Columna de Pablo Ortúzar: Salvemos el Estado
La gran diferencia entre Chile y otros países latinoamericanos es que logramos constituir, tempranamente, un Estado fuerte. Esto ocurrió por distintos factores. Uno es haber sido, durante la colonia, un país organizado para la guerra antes que para la explotación económica. Entramado de puestos militares estratégica y jerárquicamente articulados para controlar el territorio y defenderlo. Después de la independencia las élites provinciales fueron sometidas, por la razón o la fuerza, por la oligarquía santiaguina, que estableció un férreo control central, cortando de raíz todo caudillismo y tendencia federalista. Esta es la excepcionalidad chilena, la que brilló esta semana respecto de Perú y Argentina, tan cara a los historiadores Alberto Edwards y Mario Góngora.
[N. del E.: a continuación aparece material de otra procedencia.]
PR #2793, opened 2022-10-31
Updated the gm.toml file

harveenSingh:
## Description

- Update "PATH-TO-HERMES-BINARY" in gm.toml for clarity
- In reference to the issue in gm repo (https://github.com/informalsystems/gm/issues/2)

______

### PR author checklist:
- [ ] Linked to GitHub issue.

### Reviewer checklist:

### DIFF
--- a/.changelog/v1.1.0/improvements/guide/update-gm.toml-template.md
+++ b/.changelog/v1.1.0/improvements/guide/update-gm.toml-template.md
@@ -1,0 +1,2 @@
+- Update gm.toml file for better clarity in reference to the issue in gm repo
+https://github.com/informalsystems/gm/issues/2
--- a/guide/src/templates/files/gm/default_gm.toml
+++ b/guide/src/templates/files/gm/default_gm.toml
@@ -10,7 +10,7 @@
   wallet_mnemonic = ""
 
   [global.hermes]
-    binary = "./hermes" #change this path according to your setup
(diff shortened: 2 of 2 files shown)


seanchen1991 (approved):

adizere:
Thanks Harveen, Sean for the quick turnaround!

There is a way to make `gm` more resilient, but we can leave that for later. What I had in mind is to change the logic in `lib-gm` so that command `gm hermes keys` does not fail silently upon misconfigured `binary` path, but finding the right place to fix in lib-gm seems tricky, will keep it in mind for a later time.

greg-szabo:
Ah, I had this long-winded description on we can do this properly and then the GitHub page timed out on me...

In short:
* If we [change](https://github.com/informalsystems/hermes/pull/2793/files) the example config.toml, we should also change the [configuration default](https://github.com/informalsystems/gm/blob/b3bc17d88e50076f8c9a954a437454605cc42e84/bin/lib-gm#L48) in the code.
* Hermes binary is not checked "early" in the code because it could fail the code when something completely unrelated (like a `gm init`) is happening. Having a valid hermes binary should not be a requirement to initialize, start, stop, configure networks.
* Checking hermes execution each time for errors seems overkill (and not readable). Maybe we should check each "first execution" of a hermes command in the `hermes_*` functions. That would gives a decent way to get out if there's no hermes binary without killing execution for unrelated commands.

PR #2843, opened 2022-11-08
Add support for dumping Prometheus metrics to JSON

romac:
Closes: #2890

## Description

______

### PR author checklist:
- [x] Linked to GitHub issue.

### Reviewer checklist:

### DIFF
--- a/crates/telemetry/src/encoder.rs
+++ b/crates/telemetry/src/encoder.rs
@@ -1,0 +1,234 @@
+// Copyright 2019 TiKV Project Authors. Licensed under Apache-2.0.
+
+use std::collections::BTreeMap;
+use std::io::{self, Write};
+
+use prometheus::proto::{self, MetricFamily, MetricType};
+use prometheus::{Encoder, Error, Result};
+
+use serde::Serialize;
+
+/// The JSON format of metric family.
+pub const JSON_FORMAT: &str = "application/json";
+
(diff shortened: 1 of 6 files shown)


crates/telemetry/src/encoder.rs
```diff
@@ -0,0 +1,234 @@
+// Copyright 2019 TiKV Project Authors. Licensed under Apache-2.0.
```
adizere, line 1: A bit of a bummer we can't just import to use this, and instead we'll need to maintain it.

adizere (approved):
In principle looks good. I only did a couple of sanity (manual test) checks of the JSON output.

If there is a use-case on how these would be consumed that is more specific, then might be good to document it in the guide. Thanks Romain!

crates/telemetry/src/encoder.rs
romac: That's actually from the Prometheus text encoder, which I used as a base for the JSON one that I wrote myself. But I had to keep the license since the JSON encoder is therefore technically a derived work.

romac:
> If there is a use-case on how these would be consumed that is more specific, then might be good to document it in the guide. Thanks Romain!

I don't have a specific use case right now, or at least not fleshed out enough that it would be worth documenting, but I'll keep that in mind for when that's the case.

PR #2848, opened 2022-11-09
Remove unused or redundant dependencies, found via `cargo-machete`

romac:
Unfortunately, looking at the `Cargo.lock` diff, it does not seem to remove anything from the transitive dependency graph for the workspace. But it still cuts down on some dependencies when some of the crates are used individually.


adizere (approved):
Seems like this is ready for review? Approving since it looks good, though the impact is unclear.

Issue #1983, opened 2022-03-21
Add packet forwarding middleware tests


adizere:
_Note:_ This is a suggestions that came up in a conversation with @soareschen .

## Context

The IBC packet forward middleware v1.0.1 was added to the Hub features in the Vega upgrade
[https://github.com/cosmos/gaia/blob/main/docs/roadmap/cosmos-hub-roadmap-2.0.md#vega-upgrade-completed-december-14-2021](https://github.com/cosmos/gaia/blob/main/docs/roadmap/cosmos-hub-roadmap-2.0.md#vega-upgrade-completed-december-14-2021)

## Problem statement

There are a couple of problems with this:
- There are no integration tests for this feature.
- It is unclear to the members of our team how the feature works.

Furthermore, it seems that the packet forwarding middleware is a potential solution to address some of the scalability problems in Cosmos, suggesting we should develop the expertise around it and understand it more deeply.

## Acceptance criteria
- Write an integration test and document the functionality.

PR #2849, opened 2022-11-09
Integration test for packet forwarding

ljoss17:
Closes: #1983

## Description

Add integration test for packet forwarding.

Suppose there are chains A, B and C. Chain A can send tokens to C using packet forwarding by transferring the tokens through the channel and port to chain B with the recipient address being:

`{intermediate_refund_address}|{foward_port}/{forward_channel}:{final_destination_address}`

See https://hub.cosmos.network/main/governance/proposals/2021-09-hub-ibc-router/

______

### PR author checklist:
- [x] Linked to GitHub issue.

### Reviewer checklist:


tools/integration-test/src/tests/forward/forward_transfer.rs
```diff
@@ -0,0 +1,418 @@
...
+//!   forwarded.
+//!
+//! - The `InvalidChannelIbcForwardTransferTest` tests the case where the
+//!   sender is refunded if the forward channel specified is invalid.
+//!
+//! - The `InvalidAddressIbcForwardTransferTest` tests the case when the destination
+//!   address is invalid. This results in two scenarios depending on the Gaia
+//!   version.
+//!   For Gaia 6 the intermediate address will receive the refunded tokens.
+//!   For Gaia 8 the sender will receive the refunded tokens.
```
seanchen1991, line 13: I understand that this is the behavior exhibited by Gaia versions 6 and 8, but is this behavior intended for the respective Gaia versions, or are these bugs in the packet forwarding behavior for these versions? 

I'm mostly wondering if this test will need to be modified in the future in the case that this behavior is made uniform across Gaia versions.

ljoss17: I am not sure the behaviour of Gaia 6 is the one which was expected since the atomic forwarding isn't implemented. Gaia 6 uses the v1.0.1 forward middleware module, and atomic forwarding was introduced in v3. But the behaviour of Gaia 8 and I suppose all the next ones shouldn't change.
I will added more information in the comments regarding this.

tools/integration-test/src/tests/forward/forward_transfer.rs
```diff
@@ -0,0 +1,420 @@
...
+//!   This is due to Gaia 6 using the Forward Middleware Module v1.0.1, which
+//!   doesn't have the atomic forwarding which was introduced in v3.
```
seanchen1991, line 15: I think this could be formatted a little more clearly, but otherwise, it looks good! 
```suggestion
//! - The `InvalidAddressIbcForwardTransferTest` tests the case when the destination
//!   address is invalid. This results in two scenarios depending on the Gaia
//!   version:
//!    - For Gaia 6, the intermediate address will receive the refunded tokens. This behavior
//!      deviates from other Gaia versions due to Gaia 6 using the Forward Middleware
//!      Middleware Module v1.0.1, which doesn't make use of atomic forwarding functionality.
//!    - For Gaia 8, the sender will receive the refunded tokens. This is due to Gaia 8 making
//!      use of the Forward Middleware Middleware Module v3 which includes atomic
//!      forwarding functionality.
```

seanchen1991 (approved):

tools/integration-test/src/tests/forward/forward_transfer.rs
ljoss17: This is much better, thanks! I'll apply this change and merge this PR, thank you for the review!

PR #2853, opened 2022-11-10
Represent the `TrustThreshold` as a `num_rational::Ratio`

romac:
Instead of converting to a `Ratio` for equality and ordering comparisons, let's just represent the threshold as a `Ratio` directly.


romac:
Let's see what the CI thinks

seanchen1991:
Does this dis-allow the possibility of `TrustThreshold` having 0 as the denominator?

romac:
> Does this dis-allow the possibility of `TrustThreshold` having 0 as the denominator?

Good catch, fix incoming

PR #2860, opened 2022-11-11
Rename `trust_level` to `trust_threshold` across the codebase

romac:


e2e/e2e/client.py
```diff
@@ -61,7 +61,7 @@ class ClientState:
     frozen_height: Optional[Height]
     latest_height: Height
     max_clock_drift: Duration
-    trust_level: TrustLevel
+    trust_threshold: TrustLevel
```
seanchen1991, line 64: Maybe because this is a Python file, but where is this `TrustLevel` coming from if it's being renamed everywhere else?

romac: Right I forgot to rename the Python type, will do!

seanchen1991 (approved):

PR #2862, opened 2022-11-14
Represent 0/0 trust threshold as `None`

romac:


romac:
I am still not quite sure that this is an improvement over the current version. What do you think?

seanchen1991:
I think an `Option` works better at least from a semantic perspective. Seeing a value of `0/0` is always a little bit alarming. I don't think `None` is amazing either though, since a `None` trust threshold value is not empty in the usual sense; it carries a particular meaning in a particular situation. Perhaps in this case it would make sense to define a bespoke enum like:
```
enum TrustThreshold {
    Ratio(Ratio<u64>),
    ClientStateReset,
}
```
Yeah, it's basically an `Option`, but it's a slight semantic improvement, which, in my opinion is the main thing to capture here. What do you think?

seanchen1991:
Closing this as it doesn't provide much of an improvement over the current logic.

Issue #2851, opened 2022-11-10
Support ed25519 keys in KeyRing


kevinji:
## Summary

Add [ed25519](https://ed25519.cr.yp.to/) support to the relayer's KeyRing.

## Problem Definition

I'm looking to add Solana compatibility to the relayer, which requires adding support for ed25519 keys instead of secp256k1 keys. Ideally, KeyRing is generic over the key type as long as it's defined by a trait.

## Proposal

Modify `KeyRing` to instead be `KeyRing<T: Curve>` and define `impl Curve for Secp256k1` and `impl Curve for Ed25519`. Add support for edd25519 using the [curve25519-dalek crate](https://github.com/dalek-cryptography/curve25519-dalek). This might also require `AddressType` to include a new `Solana` address type, and other interface changes that I'm not 100% sure of yet.

## Acceptance Criteria

KeyRing supports both secp256k1 and ed25519 keys.

____

#### For Admin Use

- [ ] Not duplicate issue
- [ ] Appropriate labels applied
- [ ] Appropriate milestone (priority) applied
- [ ] Appropriate contributors tagged
- [ ] Contributor assigned/self-assigned

romac:
Hi, thanks for bringing this to our attention! Are you currently working on this?

kevinji:
@romac Yep I'm planning to work on this if there's support for making this change.

romac:
Totally! Would be great if you could post a rough draft of the design you have in mind, and then we can greenlight it :)

kevinji:
Sure, here's a summary of what I think the high-level changes would look like:
- Add a type parameter `T` to [`keyring::KeyEntry`](https://github.com/informalsystems/hermes/blob/master/crates/relayer/src/keyring.rs) where `T: Curve`, `Curve` being a new trait we define that encapsulates public and private keys for both secp256k1 and ed25519.
  - Modify `public_key` and `private_key` in `KeyEntry` to refer to types defined in `T`. (De)serialization should remain the same for secp256k1. Possibly also update `account` although it's not as meaningful as the pubkey is just the account address for Solana.
- Implement [`signature::Signer`](https://docs.rs/signature/latest/signature/trait.Signer.html) and [`signature::Verifier`](https://docs.rs/signature/latest/signature/trait.Verifier.html) for both secp256k1 and ed25519, to allow sharing some code.
[...]

PR #2863, opened 2022-11-15
keyring: Clean up secp256k1 signing with other small changes

kevinji:
These changes prep a larger PR for #2851.

## Description

The KeyRing has a few cleanup changes made. In particular, the signing logic has been updated:

- The `k256` library is no longer used; instead, `secp256k1` is used for both Evmos (aka Ethermint) and Cosmos.
- `.sign_ecdsa` is used for both Evmos and Cosmos as in the current implementation for Evmos, the recovery value `v` is just thrown out via `let (_, sig_bytes)`. I'm not super familiar with Evmos but this seems wrong at a glance, so I left a TODO to figure out how to fix this in the future.

This is the most invasive part of the change, so any help with suggesting how we could test that signing works the same before and after would be helpful.

Separately, there are some miscellaneous changes:

- Use `Secp256k1::signing_only()` instead of `Secp256k1::new()` for clarity.
- Move `sign_message` into `KeyEntry` and remove the duplicated functions in `KeyRing` and at the top level.
- Move `from_seed_file` into `KeyEntry`.
- Simplify the `get_address` implementation.

______

### PR author checklist:
- [x] Linked to GitHub issue.

### Reviewer checklist:

### DIFF
--- a/crates/relayer/src/keyring.rs
+++ b/crates/relayer/src/keyring.rs
@@ -106,11 +106,13 @@ impl KeyEntry {
         Self::from_key_file(key_file, hd_path)
     }
 
-    // NOTE: Cosmos does not keep `v` (recovery code) in the `(r, s, v)` tuple
-    // for secp256k1, while Ethereum (and therefore Evmos) does.
+    // NOTE: Neither Cosmos nor Ethermint keep `v` (recovery code) in the
+    // `(r, s, v)` tuple for secp256k1.
     //
-    // Cosmos implementation: https://github.com/cosmos/cosmos-sdk/blob/main/crypto/keys/secp256k1/secp256k1_cgo.go
-    // Evmos docs: https://docs.evmos.org/modules/evm/04_transactions.html
+    // Cosmos: https://github.com/cosmos/cosmos-sdk/blob/main/crypto/keys/secp256k1/secp256k1_cgo.go
+    // Ethermint:
+    // - https://github.com/evmos/ethermint/blob/main/crypto/ethsecp256k1/ethsecp256k1.go
+    // - informalsystems/hermes#2863.
     pub fn sign_message(
         &self,
         message: &[u8],
@@ -127,7 +129,6 @@ impl KeyEntry {
         // so `unwrap` is safe.
         let message = Message::from_slice(&hashed_message).unwrap();
 
-        // TODO: Call `.sign_ecdsa_recoverable` for Evmos.
         Ok(Secp256k1::signing_only()
             .sign_ecdsa(&message, &self.private_key.private_key)
             .serialize_compact()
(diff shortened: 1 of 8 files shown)


crates/relayer/src/keyring.rs
```diff
@@ -98,6 +99,40 @@ impl KeyEntry {
...
+                keccak256_hash(message).into()
+            }
+            AddressType::Cosmos | AddressType::Ethermint { .. } => Sha256::digest(message),
+        };
+
+        // SAFETY: hashed_message is 32 bytes, as expected in `Message::from_slice`,
+        // so `unwrap` is safe.
+        let message = Message::from_slice(&hashed_message).unwrap();
+
+        // TODO: Call `.sign_ecdsa_recoverable` for Evmos.
```
romac, line 130: Let's address this TODO before merging

romac: @tomtau We would love to hear what you think we should do here?

tomtau: it should be a recoverable signature, see the previous code:
https://github.com/informalsystems/hermes/pull/2863/files#diff-08bcf6496eddb7428a6a3c7894c2ac3e33be5b3767c0a27a1953eda3dbbabe96L391

you need to enable this feature on secp256k1: https://github.com/rust-bitcoin/rust-secp256k1/blob/master/Cargo.toml#LL28

tomtau: if the pubkey ends with `.ethsecp256k1.PubKey`

kevinji: Right I agree the old code calls `sign_ecdsa_recoverable` but the previous line `let (_, sig_bytes) =` throws away the recovery parameter, which is the first element of the tuple.

I [wrote some test code](https://github.com/kevinji/secp256k1-test/blob/main/src/lib.rs) to validate that the remaining bytes of `sign_ecdsa_recoverable` is the same as the bytes from `sign_ecdsa`.

This is why I was asking what should be done for Evmos as I believe the current behavior is already incorrect.

tomtau: Hm, indeed. Unlike Ethereum, Ethermint doesn't seem to recover pubkeys from signatures (but just looks them up for the account), so it should be ok to use `sign_ecdsa`.

yihuang: yeah, ethermint only do recovery for eth tx that's signed by ethereum compatible wallets, but ibc txs go through normal cosmos-sdk ante handler pipelines.

kevinji: Great, I removed the TODO per the conversation here and updated the comment a bit.

romac (approved):

Issue #2776, opened 2022-10-27
Add a `min_gas_price` verification step in the health check process


seanchen1991:
## Summary

Add a `min_gas_price` verification step in the health check process. 

## Problem Definition

We often ask users to provide us with the `min_gas_price` value as part of their `app.toml` when debugging issues. Now that the SDK exposes this value over gRPC in v0.45.10, we can automatically check for this value as part of Hermes' health check process so that there wouldn't be a need to ask the user for this value directly. 

## Proposal

Add a `min_gas_price` verification step in the health check process that checks that the `gas_price` parameter in the Hermes `config.toml` file is set to be greater than or equal to the `min_gas_price` advertised by the chain. 

This will require generating `0.46.4` IBC proto files in order to access the `cosmos/base/node/v1beta1` gRPC endpoint in order to fetch the chain configuration.

## Acceptance Criteria

- [x] Generate `0.46.4` IBC proto files
- [ ] Added a `min_gas_price` verification step to the health check

____

#### For Admin Use

- [x] Not duplicate issue
- [x] Appropriate labels applied
- [x] Appropriate milestone (priority) applied
- [ ] Appropriate contributors tagged
- [x] Contributor assigned/self-assigned

seanchen1991:
> We probably need to update the protos for that to be able to issue the query and then just gracefully deal with the failure in case the chain does not support it

@romac Could you expand a bit on what you meant by this?

PR #2873, opened 2022-11-17
Add a check for `min_gas_price` in the health check process

seanchen1991:
Closes: #2776

## Description

Adds a step to the health check process that verifies that the `gas_price` parameter in Hermes is >= the on-chain `min_gas_price` parameter.

______

### PR author checklist:
- [x] Linked to GitHub issue.

### Reviewer checklist:


crates/relayer/src/chain/cosmos.rs
```diff
@@ -1893,9 +1910,17 @@ fn do_health_check(chain: &CosmosSdkChain) -> Result<(), Error> {
         );
     }
 
+    // Check for `min_gas_price` here
+    // ibc_proto::cosmos::staking::v1beta1::query_client::QueryClient::connect(
```
romac, line 1914: Just a note that ICS consumer chains don't have a staking module and that this query may this fail. I'll check if we can get this information some other way for those chains but in any case we should gracefully handle the case where the query fails because the module is not enabled.

romac: We also need to do the same for the unbonding period.

ci/no-std-check/Cargo.toml
```diff
@@ -0,0 +1,37 @@
+[package]
```
romac, line 1: Probably a leftover from the merge, we can remove this.

seanchen1991: [f87e34d](https://github.com/informalsystems/hermes/pull/2873/commits/f87e34de7e4336f47b33696660404609c99f9e98)

crates/relayer/src/chain/cosmos.rs
seanchen1991: > we should gracefully handle the case where the query fails because the module is not enabled

Does this implementation of `query_config_params` handle this? I'm not very clear on that.

crates/relayer/src/config.rs
```diff
@@ -50,6 +53,35 @@ impl Display for GasPrice {
     }
 }
 
+impl TryFrom<String> for GasPrice {
+    type Error = ConfigError;
+
+    fn try_from(price: String) -> Result<Self, Self::Error> {
```
adizere, line 59: This seems like a good first implementation of parsing from String -> GasPrice!

For reference, had a quick look through the SDK and could not find a good example that can help guide us in the future. Closes thing I could find was parsing from strings into decimal coins (eg `10uatoms`). This doesn't work for what we need, which is parsing into f64 coins (`0.03uatoms`).

https://github.com/cosmos/cosmos-sdk/blob/main/types/dec_coin.go#L624-L631

---
That being said, I wasn't very comfortable with this code without a sanity check on it, esp. given the note on "Note: `split_once` does _not_ split inclusively". Wrote a simple test:


```rust
    #[test]
    fn gas_price_try_from() {
        let gp_original = GasPrice::new(10.0, "atom".to_owned());

        let gp_raw: String = gp_original.to_string();
        let gp: GasPrice = gp_raw.try_into().expect("could not parse String into GasPrice");

        assert_eq!(gp, gp_original);
    }
```
seems to fail

```
% cargo test --package ibc-relayer --lib -- config::tests::gas_price_try_from --exact --nocapture
   Compiling ibc-relayer v0.20.0 (/Users/adiseredinschi/Hammers/hermes/crates/relayer)
    Finished test [unoptimized + debuginfo] target(s) in 23.06s
     Running unittests src/lib.rs (target/debug/deps/ibc_relayer-bc3285dcfe99ee96)

running 1 test
thread 'config::tests::gas_price_try_from' panicked at 'assertion failed: `(left == right)`
  left: `GasPrice { price: 10.0, denom: "tom" }`,
 right: `GasPrice { price: 10.0, denom: "atom" }`', crates/relayer/src/config.rs:553:9
note: run with `RUST_BACKTRACE=1` environment variable to display a backtrace
test config::tests::gas_price_try_from ... FAILED
```


See https://github.com/informalsystems/hermes/commit/3915ad2868fe030c7cc443bf4b7642ef9d821934.

adizere (changes requested):

crates/relayer/src/config.rs
adizere: Update: we can use a different solution: b9966a02

adizere:
One outstanding todo:
- [ ] parsing of denoms should be able to handle the case of multiple min-gas-prices, eg: `minimum-gas-price = 0.25token1;0.0001token2`

seanchen1991:
@adizere Do these changes look good to you?

crates/relayer/src/chain/cosmos.rs
```diff
@@ -318,6 +319,68 @@ impl CosmosSdkChain {
...
+            Ok(response) => {
+                let params = response.into_inner();
+
+                Ok(Some(params))
+            }
+            Err(e) => {
+                if is_unimplemented_node_query(e.clone()) {
+                    Ok(None)
+                } else {
+                    Err(e).map_err(Error::grpc_status)
```
romac, line 366:
```suggestion
                    Err(Error::grpc_status(e))
```

crates/relayer/src/chain/cosmos.rs
```diff
@@ -318,6 +319,68 @@ impl CosmosSdkChain {
...
+    ///     - `Ok(Some(..))` if the query was successful.
+    ///     - `Ok(None) in case the query endpoint is not available.
+    ///     - `Err` for any other error.
+    pub fn query_config_params(&self) -> Result<Option<ConfigResponse>, Error> {
+        crate::time!("query_config_params");
+        crate::telemetry!(query, self.id(), "query_config_params");
+
+        // Helper function to diagnose if the node config query is unimplemented
+        // by matching on the error details.
+        fn is_unimplemented_node_query(err_status: tonic::Status) -> bool {
```
romac, line 336: Let's stake the status by ref here:

```suggestion
        fn is_unimplemented_node_query(err_status: &tonic::Status) -> bool {
```

crates/relayer/src/chain/cosmos.rs
```diff
@@ -318,6 +319,68 @@ impl CosmosSdkChain {
...
+        let request = tonic::Request::new(ibc_proto::cosmos::base::node::v1beta1::ConfigRequest {});
+
+        match self.block_on(client.config(request)) {
+            Ok(response) => {
+                let params = response.into_inner();
+
+                Ok(Some(params))
+            }
+            Err(e) => {
+                if is_unimplemented_node_query(e.clone()) {
```
romac, line 363: so that we don't need to clone it here

```suggestion
                if is_unimplemented_node_query(&e) {
```

crates/relayer/src/config.rs
```diff
@@ -50,6 +53,54 @@ impl Display for GasPrice {
     }
 }
 
+impl TryFrom<String> for GasPrice {
```
romac, line 56: It would more idiomatic to implement `std::str::FromStr` instead of `TryFrom<String>`

crates/relayer/src/config.rs
```diff
@@ -50,6 +53,54 @@ impl Display for GasPrice {
...
+    type Error = ConfigError;
+
+    fn try_from(price_in: String) -> Result<Self, Self::Error> {
+        // TODO: We split by `char::is_alphabetic` delimiter.
+        //      More robust parsing methods might be needed.
```
romac, line 61: Sounds good enough to me for the moment 👍

crates/relayer/src/chain/cosmos.rs
```diff
@@ -1912,9 +1981,31 @@ fn do_health_check(chain: &CosmosSdkChain) -> Result<(), Error> {
         );
     }
 
+    let relayer_gas_price = &chain.config.gas_price;
+    let node_min_gas_prices = chain.min_gas_price()?;
+    let mut found_matching_denom = false;
+
+    for price in node_min_gas_prices {
+        match price.partial_cmp(relayer_gas_price) {
+            Some(Ordering::Greater) => return Err(Error::gas_price_too_low(chain_id.clone())),
```
romac, line 1990: I would invert the condition here to make it slightly more consistent with the euro that's returned, eg.

```suggestion
        match relay_gas_price.partial_cmp(price) {
            Some(Ordering::Lesser) => return Err(Error::gas_price_too_low(chain_id.clone())),
```

crates/relayer/src/config.rs
```diff
@@ -50,6 +53,54 @@ impl Display for GasPrice {
...
+                    denom: denom.to_owned(),
+                })
+            }
+
+            None => Err(Error::invalid_gas_price(price_in)),
+        }
+    }
+}
+
+impl PartialOrd for GasPrice {
```
romac, line 83: Let's perhaps add a comment explaining why we don't implement `Ord` here, ie. because only gas prices for the same denom can be ordered relative to one another.

crates/relayer/src/config.rs
```diff
@@ -509,4 +561,43 @@ mod tests {
...
+        assert_eq!(expected, parsed);
+    }
+
+    #[test]
+    fn parse_empty_gas_price() {
+        let empty_price = "";
+        let parsed = parse_gas_prices(empty_price.to_string());
+
+        assert_eq!(parsed, vec![]);
+    }
```
romac, line 602: Great stuff! Let's add a couple tests for when the `gas_price` string contains malformed/invalid data?

romac (changes requested):
Great work! I have a few nitpicks but looks great otherwise 🙌

crates/relayer/src/config.rs
seanchen1991: [8bc1df9](https://github.com/informalsystems/hermes/pull/2873/commits/8bc1df9b1fedeb490ce6e5576f69e7db3762202f)

romac (approved):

De hecho, la estabilidad tempranamente lograda permitió servirnos de muchas de las mentes más capacitadas no sólo de América Latina, sino también de Europa -que vivía sus propios tumultos- para consolidar y hacer prosperar nuestro orden. Entre muchos ejemplos destaca el del venezolano Andrés Bello, invitado desde Inglaterra. Y uno de sus grandes aportes, por cierto, tal como ilustra brillantemente Joaquín Trujillo en su libro Andrés Bello: libertad, imperio, estilo, fue darle forma y sustento a la burocracia de la república recién organizada. Chile logró transitar desde regímenes militares a gobiernos civiles, en buena medida, gracias a que se organizó un aparato de administración civil y una máquina de producir funcionarios para el gobierno. Esa era la función primaria del Instituto Nacional y de la Universidad de Chile.
El resto de la historia de nuestro país es una sucesión de luchas entre diversos grupos tanto por el control del Estado como por la inclusión dentro de sus servicios. El progreso económico y la extensión territorial exigieron ampliar el aparato burocrático, y ello engendró una clase funcionaria y militar que pudo desafiar a la oligarquía. Así nace la Constitución del 25. Y eran los privilegios que dicha mesocracia se había adjudicado a los que aspiraban las grandes masas de campesinos y mineros que colmaron las ciudades en la primera mitad del siglo XX. En 1973, la democracia revienta, entre otras razones, porque nadie sabía cómo responder a esa expectativa. El gobierno de Allende fue eficaz en destruir el orden existente, pero al precio de aniquilar todo orden posible. Buena problemática, mala solucionática. La dictadura de Pinochet, exponente de un sector de la antigua mesocracia, restauró el Estado y la capacidad de crecer, lo que, a su vez, fue aprovechado por la Concertación para ensamblar un orden democrático capaz de derrotar la pobreza.
Hoy nos encontramos nuevamente en el atolladero. Las clases medias hijas de la modernización capitalista -el 50% del país- son, al mismo tiempo, pobres frente al mercado y ricas frente al Estado. Esto produce un desajuste entre estructura social y estructura institucional que no hemos logrado resolver. Y nuestra política está trabada por una guerra a muerte entre las facciones oligárquicas de Tunquén y las de Zapallar. Una nueva Constitución que permita desescalar ese conflicto, reordenar la política profesional y forjar un nuevo pacto de clases es el mejor camino disponible para recuperar un Estado en forma. Chile no necesita hoy un Bukele ni de izquierda ni de derecha, porque aún somos, institucionalmente, mucho más que El Salvador. Lo que necesitamos es ponernos de acuerdo para sostener y renovar esa diferencia.